本能
今日も授業の内容を、耳から耳へと通過させる。
学ぶことに興味のない俺は、あくびなんかして、時間を無駄に浪費させた。人生は退屈だ。が、真面目に勉強するつもりも甚だない。将来のため、出席だけはしてやってるが、いつ終わるかわからない人生の貴重な一日を、いつ使うかわからないこんな雑学のために削るのは納得いかない。つーか、自由を主張するくせに義務だのなんだの言われると、なんて言うか、勝手だなぁ、と思う。
まあ、それも屁理屈だということは重々承知している。だが、納得いかない。学生の戯言だと思ってくれ。
無駄に過ぎていく時間。まだわからない勉強の意味。
時々、考えることがある。超能力があれば。
なんでも生み出せる能力、人を操れる能力、そんなのがあれば、今、この勉強は全てが無意味となる。
楽して生きたい。そう考えるのは、決して悪いことではないだろう。先人たちも、そう考え、効率化してきた。その証拠が、キカイだ。最近はAIなんかも発達して、人間の働く意味すらも、なくなりつつある。

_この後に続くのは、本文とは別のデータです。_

PR #761, opened 2024-03-14
Added TEKTELIC Stork and Breeze Devices

ssharma-tektelic:
#### Summary

Added TEKTELIC Stork and Breeze devices.
#### Changes

Modified existing TEKTELIC files to include addition of Stork and Breeze devices, and created new codecs and profiles for these new devices.

#### Checklist for Reviewers

- [ ] `vendorProfileID` should not be `vendorID`.

#### Notes for Reviewers

...

#### Release Notes

- ...


bin/validate.js
```diff
@@ -59,7 +59,9 @@ async function requireDimensions(path) {
         reject(new Error(`load image ${path}: ${err}`));
```
johanstokking, line 59: Please revert changes in this file

johanstokking (commented):
Thanks, one comment

bin/validate.js
ssharma-tektelic: I've reverted the changes in the file but it still shows the last line as modified, are you able to change it?

vendor/tektelic/t0007806-864-profile.yaml
```diff
@@ -0,0 +1,8 @@
+vendorProfileID: 415
```
johanstokking, line 1: @ssharma-tektelic We have some work in progress (https://github.com/TheThingsNetwork/lorawan-devices/pull/736) that's gonna change how the profile ID works.

I see that you're reusing the same profile ID for multiple different profiles. This will no longer be possible.

Is `415` the actual number you use, or does it happen to be your vendor ID?

Please either use unique numbers for each profile or unset this field.

johanstokking (commented):
You should be able to resolve the diff in `bin/validate.js` by adding an empty line in the bottom.

vendor/tektelic/t0007806-864-profile.yaml
ssharma-tektelic: 415 is the vendor ID I found in vendor/index.yaml. If I unset it, do I remove the line completely or leave it as "vendorProfileID:"?

johanstokking: @ssharma-tektelic remove the line please

johanstokking (approved):

johanstokking (approved):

まぁ、屁理屈なんだけど……。超能力があれば、苦労しないのになぁ。自分の異質な部分と言ったら、月が紅く見えること、くらいか。うん、いらねえ。
月が紅く見えて、メリットを感じたことは一つもない。ただ、「ちょっとオシャレ!」ってくらいだ。十六年も生きたら、そんなの、どうでもいい。
学校が終わると、俺は美術部の課題を仕上げるべく、路地裏へ向かう。今回は「パンク」をテーマとした絵を描きたかった。居心地はよくなさそうだから、写真だけ撮って学校に戻ろう。
商店街の隅の隅。店と店の狭い隙間を潜る。スマホをポケットから取り出し、いいスポットを散策していると、激しい怒号が鼓膜を揺らした。
「ごめんなさい! 来週には用意しますっ!」
「もう待てねえなあ。お前の親、生命保険入っただろ?」
あれは……小学生だろうか? 小さな女の子が黒服に怒鳴られてる。状況と話しから察するに、闇金か。
「まずはお前からだ。安心しろ、すぐに親も送ってやるから」
「やっ、やめて!」
黒服はナイフをチラつかせながら、少女に迫る。これは、かなり危険な状態だ。助けるか? いや、しかし、俺が行ったところで何か変わるか?
ここは素直に立ち去るべきだ。死んだら元も子もない。これが普通の考えだ。そもそも、体が動かないだろう。と、思っていた。
……困ったことに、俺はそんなことはなかった。
死ぬのが怖くない。というか、死んでもいいとまで思ってしまう。自棄ともまた違う、本能的なそれは死に対して驚くほどに寛容だった。
人生は退屈だ。ちょっとくらいスリルが欲しい。
自分でもよくわからない。ただ、ワクワクしている、好戦的な自分が怖い。
気づいたときには、少女を庇う形で、両手を広げていた。